6. The method of claim 1, wherein pre-processing of the data stream comprises: selecting a value for at least one data stream coefficient Xm reducing leakage at transmit frequency fm due to data stream coefficient X−m, the leakage being caused by I-Q imbalance of the transmitter.

7. The method of claim 6, wherein the measured I-Q imbalance is frequency dependent.

8. The method of claim 6, wherein the measured I-Q imbalance is frequency independent.

9. The method of claim 6, wherein selecting the value of the data stream coefficient Xm is based at least in part on measured I-Q imbalance.

10. The method of claim 6, wherein the value for Xm is determined by measuring spectral leakage at fm due to X−m when Xm is zeroed, and by measuring spectral leakage at fm due to Xm when X−m is zeroed.

11. The method of claim 6, wherein reducing the leakage at the transmit frequency fm comprises canceling the leakage at the transmit frequency fm by proper selection of the value of Xm.

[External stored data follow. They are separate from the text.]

PR #547, opened 2020-09-02
daemon, cli: remove jobs when remove pipeline

FeelyChau:
```sh
$ pipcook pipeline remove 42lw3pir   
? 1 job which belong to the pipeline will be removed too, continue? Yes
ℹ 1 jobs removed.
✔ pipeline 42lw3pir has removed.
$ pipcook pipeline remove all
? 1 job which belong to the pipeline will be removed too, continue? Yes
ℹ 1 jobs removed.
✔ all pipelines removed.
```


.github/workflows/build.yml
```diff
@@ -107,6 +107,9 @@ jobs:
       run: |
         ./packages/cli/dist/bin/pipcook run https://raw.githubusercontent.com/alibaba/pipcook/master/example/pipelines/text-bayes-classification.json
         ls ./output && rm -rf ./output
+    - name: remove pipelines
+      run: |
+        ./packages/cli/dist/bin/pipcook remove all
```
yorkie, line 112: Should be pipcook pipeline remove all?

packages/cli/src/service/pipeline.ts
```diff
@@ -3,6 +3,7 @@ import * as Url from 'url';
 import { PipelineResp, PluginStatusValue, PipelineConfig } from '@pipcook/sdk';
 import { constants, PluginStatus } from '@pipcook/pipcook-core';
 import { readJson } from 'fs-extra';
+import { prompt } from 'inquirer';
```
yorkie, line 6: I think it's not good behavior to write cli logic in service.

.github/workflows/build.yml
FeelyChau: Fixed.

packages/cli/src/service/pipeline.ts
FeelyChau: Updated.

packages/cli/src/bin/pipcook-pipeline.ts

12. A transmitter that includes means for reducing I-Q imbalance of the transmitter, comprising: the transmitter receiving a data stream of coefficients of a multi-carrier modulation signal;means for pre-processing the data stream by processing a set of the coefficients that correspond with selected notch frequencies to reduce the effects of I-Q imbalance of the transmitter, wherein at least a portion of the set of coefficients corresponds to non-symmetrical notch frequencies;a multi-carrier modulator for multi-carrier modulating the pre-processed data stream;an I-Q modulator for I-Q modulating the multi-carrier modulated pre-processed data stream.

13. The transmitter of claim 12, wherein the set of coefficients additionally corresponds to symmetrical notch frequencies.

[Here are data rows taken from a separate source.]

PR #558, opened 2020-09-05
sdk: add filename and file type for download api

FeelyChau:


packages/sdk/src/base.ts
```diff
@@ -9,7 +9,7 @@ export class BaseApi {
   }
 
   /**
-   * trace event
+   * trace event, after `Job.run()`, `Pipeline.install()`, `Plugin.createByName()`, `Plugin.createByTarball()` we can get the `traceId` for tracing the progress event.
```
yorkie, line 12: This line is too long :)

packages/sdk/src/interface.ts
```diff
@@ -156,3 +156,10 @@ export interface PipelineConfig {
   name: string;
   plugins: PipelinePlugins;
 }
+
+export type FileDownloadResp = {
+  fileName: string;
```
yorkie, line 161:
```suggestion
  filename: string;
```

packages/sdk/src/interface.ts
```diff
@@ -156,3 +156,10 @@ export interface PipelineConfig {
...
+  fileType: string;
```
yorkie, line 162:
```suggestion
  mimeType: string;
```

packages/sdk/src/job.ts
```diff
@@ -70,8 +70,18 @@ export class Job extends BaseApi {
...
-  downloadOutput(id: string): Promise<FileDownloadResp> {
-    return getFile(`${this.route}/${id}/output`);
+  async downloadOutput(id: string): Promise<FileDownloadResp> {
+    const resp = await getFile(`${this.route}/${id}/output`);
+    // header['content-disposition'] value looks like: 'attachment; filename="pipcook-output-u9fo9dlt.tar.gz"'
+    let fileName = resp.headers['content-disposition']?.match(/\"(.*?)\"/g)[0]?.replace(/\"/g, '');
+    fileName = fileName || 'output.tar.gz';
+    let fileType = resp.headers['content-type'];
+    if (fileType && fileType.startsWith('application/')) {
+      fileType = fileType.substr('application/'.length);
```
yorkie, line 80: Because we have used the mime type, so this is no need to call this.

yorkie (changes requested):

packages/sdk/src/base.ts
FeelyChau: Updated.

packages/sdk/src/interface.ts
FeelyChau: Updated.

packages/sdk/src/interface.ts
FeelyChau: Updated.

packages/sdk/src/job.ts
FeelyChau: Updated.

packages/sdk/src/job.ts
```diff
@@ -70,8 +70,13 @@ export class Job extends BaseApi {
    * you should check the job status before downloading
    * @param id job id
    */
-  downloadOutput(id: string): Promise<FileDownloadResp> {
-    return getFile(`${this.route}/${id}/output`);
+  async downloadOutput(id: string): Promise<FileDownloadResp> {
+    const resp = await getFile(`${this.route}/${id}/output`);
+    // header['content-disposition'] value looks like: 'attachment; filename="pipcook-output-u9fo9dlt.tar.gz"'
+    let filename = resp.headers['content-disposition']?.match(/\"(.*?)\"/g)[0]?.replace(/\"/g, '');
```
yorkie, line 76:
```suggestion
    const filename = resp.headers['content-disposition']?.match(/\"(.*?)\"/g)[0]?.replace(/\"/g, '') || 'output.tgz';
```

yorkie: How about using the library: https://github.com/jshttp/content-disposition?

FeelyChau: It looks great!

packages/sdk/src/job.ts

14. The transmitter of claim 12, further comprising: means for measuring I-Q imbalance of the transmitter; and whereinthe pre-processing of the data stream is based at least in part on the measured I-Q imbalance.

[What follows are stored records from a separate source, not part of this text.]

PR #3021, opened 2023-05-13
Final changes

Orchibald:
https://orchibald.github.io/layout_product-cards/
https://orchibald.github.io/layout_product-cards/report/html_report/

### DIFF
--- a/src/style.css
+++ b/src/style.css
@@ -2,20 +2,56 @@
 
 body {
   margin: 0;
-  font-family: "Roboto", serif;
+  font-family: "Roboto", sans-serif;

15. The transmitter of claim 14, wherein measuring I-Q imbalance of the transmitter comprises measuring the I-Q imbalance at a single frequency.

16. The transmitter of claim 13, further comprising pre-processing data stream coefficients corresponding to symmetric notch frequencies to affect a notch at a transmit carrier frequency fm.

17. The transmitter of claim 12, wherein pre-processing of the data stream comprises: selecting a value for at least one data stream coefficient Xm reducing leakage at transmit frequency fm due to data stream coefficient X−m the leakage being caused by I-Q imbalance of the transmitter.

18. The transmitter of claim 17, wherein selecting the value of the data stream coefficient Xm is based at least in part on measured I-Q imbalance.

19. The transmitter of claim 17, wherein the value for Xm is determined by measuring spectral leakage at fm due to X−m when Xm is zeroed, and by measuring spectral leakage at fm due to Xm when X−m is zeroed.

20. The transmitter of claim 17, wherein reducing the leakage at the transmit frequency fm comprises canceling the leakage at the transmit frequency fm by proper selection of the value of Xm.